La scarsità, il mozzicone di matita, con il quale ha scritto le prime bozze del Il sergente nella neve, prigioniero nel lager tedesco dopo il rifiuto a combattere per la Repubblica di Salò, sono stati gli strumenti per non tradirsi, consumando quel dolore nell’enfasi della retorica povera, vuota, di altri ma mai sua. In questo modo è riuscito a scrivere «la cosa più viva» sulla guerra, come disse nel 1951 Elio Vittorini, intento a provare a pubblicare il  resoconto privato e narrativo della ritirata dalla steppe della Russia del 1942 che, grazie all’edizione einaudiana Letture per la scuola media, è arrivato sui banchi di intere generazioni di studenti.
Il successo di questa prima prova, la consacrazione al Premio Viareggio non hanno però scalfito l’umiltà di Mario Rigoni Stern che in una lettera a Vittorini ha ammesso:

«Sono quello che sono, scrivo quello che scrivo […] Non sono neanche un letterato né pretendo esserlo o diventarlo: è una cosa troppo seria scrivere storie».

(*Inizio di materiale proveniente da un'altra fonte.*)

PR #2389, opened 2024-10-23
Fix auto seeded CAS1 application for access needs

davidatkinsuk:
A change was recently made in the UI that split the access needs questions across two screens. This commit updates the application data for the automatically created CAS1 application to reflect this change, ensuring it’s in a submittable state after being created


froddd (approved):
👍

PR #2391, opened 2024-10-23
APS-1442 - Add CRU Management Area to UserWithWorkload

davidatkinsuk:
This is required by the CAS1 UI to support filtering and showing the CRU Management Area for users that tasks can be assigned to

### DIFF
--- a/src/main/resources/static/_shared.yml
+++ b/src/main/resources/static/_shared.yml
@@ -3072,7 +3072,13 @@ components:
               items:
                 $ref: '#/components/schemas/ApprovedPremisesUserRole'
             apArea:
-              $ref: '#/components/schemas/ApArea'
+              deprecated: true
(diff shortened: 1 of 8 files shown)


src/main/resources/static/_shared.yml
```diff
@@ -3073,6 +3073,9 @@ components:
                 $ref: '#/components/schemas/ApprovedPremisesUserRole'
             apArea:
```
danhumphreys-moj, line 3074: Do we need to set deprecated: true here and add a message to use cruManagementArea instead?

danhumphreys-moj (approved):
LGTM - one minor comment

src/main/resources/static/_shared.yml
davidatkinsuk: Great point - i've made this change as apArea doesn't make much sense in this context anymore

PR #2392, opened 2024-10-23
Don’t revert CRU Management Area on user update

davidatkinsuk:
Before this commit if a user had cruManagementAreaOverride set, the value of user.cruManagementArea was reverted to the default value whenever a user was updated from delius, essentially removing the override.


RobBoothMOJ (approved):
Approved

Stern ha narrato quello che gli è successo e che ha visto con la divisa di sergente e caporale degli alpini perché la memoria va curata e ha bisogno delle descrizioni più esatte, «di parole nitide» precisa Mendicino che tratteggia la passione dello scrittore per il dizionario dei sinonimi e dei contrari come l’antipatia per l’idioma della burocrazia che pure era costretto a utilizzare nelle lunghe giornate di lavoro in ufficio.

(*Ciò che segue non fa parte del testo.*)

PR #2393, opened 2024-10-23
Add request for placement Id to Cas1SpaceBooking type.

danhumphreys-moj:
Ref: [https://dsdmoj.atlassian.net/browse/APS-1400](https://dsdmoj.atlassian.net/browse/APS-1400)

`Cas1SpaceBookingType` is returned from `/premises/{premisesId}/space-bookings/{bookingId}`; request for placement id is required by the UI.

### DIFF
--- a/src/test/kotlin/uk/gov/justice/digital/hmpps/approvedpremisesapi/integration/cas1/Cas1SpaceBookingTest.kt
+++ b/src/test/kotlin/uk/gov/justice/digital/hmpps/approvedpremisesapi/integration/cas1/Cas1SpaceBookingTest.kt
@@ -836,6 +836,7 @@ class Cas1SpaceBookingTest {
       assertThat(response.id).isEqualTo(spaceBooking.id)
       assertThat(response.otherBookingsInPremisesForCrn).hasSize(1)
       assertThat(response.otherBookingsInPremisesForCrn[0].id).isEqualTo(otherSpaceBookingAtPremises.id)
+      assertThat(response.requestForPlacementId).isEqualTo(spaceBooking.placementRequest.id)
     }
   }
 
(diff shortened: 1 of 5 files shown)


src/test/kotlin/uk/gov/justice/digital/hmpps/approvedpremisesapi/integration/cas1/Cas1SpaceBookingTest.kt
```diff
@@ -836,6 +836,7 @@ class Cas1SpaceBookingTest {
       assertThat(response.id).isEqualTo(spaceBooking.id)
       assertThat(response.otherBookingsInPremisesForCrn).hasSize(1)
       assertThat(response.otherBookingsInPremisesForCrn[0].id).isEqualTo(otherSpaceBookingAtPremises.id)
+      assertThat(response.requestForPlacementId).isEqualTo(spaceBooking.placementRequest.id)
```
danhumphreys-moj, line 839: This is testing the scenario when `requestForPlacementId = spaceBooking.placementRequest.id`.  Wondering if we need an extra integration test to test the scenario when `requestForPlacementId = spaceBooking.placementRequest.placementApplication?.id`.

Do we have an integration test to cover off scenario 2 here:

image

Will look at this Friday.
@davidatkinsuk

davidatkinsuk: Hi @danhumphreys-moj I think for completeness we probably should add the test. it can be a copy of this test but it only needs to assert on that specific fields to avoid too much duplication?

Ideally we wouldn't need to do this if/else on placement request id, but we'd need to do a ot of database remodelling to fix the design flaw that has led to it :(

davidatkinsuk (approved):
LGTM, we should probably add the unit test you've proposed if that's ok?

src/test/kotlin/uk/gov/justice/digital/hmpps/approvedpremisesapi/integration/cas1/Cas1SpaceBookingTest.kt
danhumphreys-moj: Having spoken with @davidatkinsuk this morning.  No need to add an additional integration test, however additional unit test coverage was required to check `requestForPlacementId = spaceBooking.placementRequest.placementApplication?.id` is returned when creating placement requests via placement applications - this has been added now.

PR #2394, opened 2024-10-23
APS-1444 Add ‘read only’ option to /profile/v2

davidatkinsuk:
The CAS1 UI will update its view of the user by calling /profile/v2 whenever a change in the user’s hash is detected (via the X-CAS-User-Version header). When this update is required, there is no need to invoke delius to check for any other updates, because the change in the version header indicates that our persisted user is already up to date.

This commit adds a ‘readOnly’ option to /profile/v2 that will supress any attempts to update the user from delius. This will help us avoid getting into ‘infinite update loops’ if we consider a field updated from delius in the X-CAS-User-Version header, and that field’s value is constantly changing.


RobBoothMOJ (approved):
Approved

muhammad-elabdulla (approved):
LGTM

PR #2395, opened 2024-10-24
APS-1362 Auto Seed Test Users for test/dev environments

davidatkinsuk:
This commits adds logic to CAS1 auto seeding to ensure that the required users for e2e tests in the test/dev environments exist on startup, when running in test/dev environments. This works by using the spring profile name.

It also ensures all test users are assigned all available qualifications, reflecting the current configuration.

Whilst this change helps ensure the dev/test environments are correctly configured, it also simplifies running tests locally against upstream services in dev


RobBoothMOJ (approved):
Approved

PR #2396, opened 2024-10-24
APS-1362 - Add bootRunDebug task, removing hardcoded profile

davidatkinsuk:
We currently use bootRunLocal to start the API from ap-tools. This task hardcodes the spring profile being used to ‘local’. To support running tests against upstream services, we want to be able to run against the ‘dev’ profile. Therefore, this commit introduces a new ‘bootRunDebug’ task that is identical to ‘bootRunLocal’ but removes the hardcoded profile.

C’è in questa etica del dire senza sovrabbondanze e reticenze colpevoli, molto di ciò in cui credeva anche Primo Levi. «Sono convinto che così si deve scrivere, è il modo più serio e onesto e, se si guarda bene, in certo modo quello che “rende di più”, che convoglia più cose con meno parole, quindi anche il più poetico». L’autore di Se questo è un uomo scriveva queste frasi a Rigoni Stern per ringraziarlo di aver pubblicato un nuovo libro, Il bosco degli urogalli. Levi amava Stern, lo trovava simile a se stesso per le tragedie attraversate e per il rigore nel rievocarle. Lo ammirava come nessuno oggi riesce, senza invidia e con il desiderio di sapere di più su di lui, sui suoi mondi. In un’intervista Levi confidò che il suo Natale ideale sarebbe stato «con Mario Rigoni Stern, in un rifugio di montagna, a parlare davanti a un focolare».
Si erano promessi di fare una scalata insieme, «una specie di sogno». La meta era un lago nelle Alpi che entrambi conoscevano,«quel lago è in quota, circondato da montagne altissime e nere. – confidava tempo dopo Stern – Lo si può raggiungere due o tre mesi all’anno, e allora è azzurrissimo, con mille e mille fiori accanto. Giù, molto più giù, ci sono le vacche al pascolo, gli escursionisti non ci arrivano perché non lo conoscono. Non siamo riusciti ad andarci. È rimasto il nostro sogno»(da Primo Levi, le opere i giorni, di Massimo Dini e Stefano Jesurum, Rizzoli, 1992).
Rigoni Stern non ha mai rivelato dove si trovasse il lago della “nostalgia” per rispettare il carattere ideale di questo appuntamento. La cura filologica di Giuseppe Mendicino ha permesso di rintracciarlo: si tratta del lago Miserin, in Valle d’Aosta.
Le conversazioni nel bosco vicino a casa, le lettere e le dediche scambiate si interruppero però con brutalità nel 1987 quando Primo Levi morì. Mendicino racconta che Stern apprese la notizia dalla telefonata di un giornalista in cerca di un commento. Lasciò la cornetta e andò a piangere tra i suoi alberi.

«Nemmeno il bosco mi ha ridato serenità. […] Ho continuato a rivederlo. Lo rivedo spesso, Primo, sul sentiero dietro casa dove, quel giorno di tanti anni fa, erano passati i caprioli».

Per lenire questo, come gli altri dolori, Stern sceglieva sempre la natura. Larici e betulle erano i suoi alberi preferiti, traccia se ne trova anche in Arboreto salvatico, l’antologia di toccanti descrizioni che ha come oggetto il suo bosco privato, allestito vicino a casa. Tra gli animali, invece, amava gli urogalli, i galli cedroni e il loro canto che chiama il giorno. Intratteneva con il mondo naturale un rapporto aperto, puro e esistenziale che assomigliava a quanto diceva Albert Camus: accanto al Secolo, ai suo drammi e alle sue battenti priorità, c’è sempre la «regola del mare». Per Rigoni Stern era più la «regola del bosco», il ritmo, diverso da tutti gli altri, della montagna.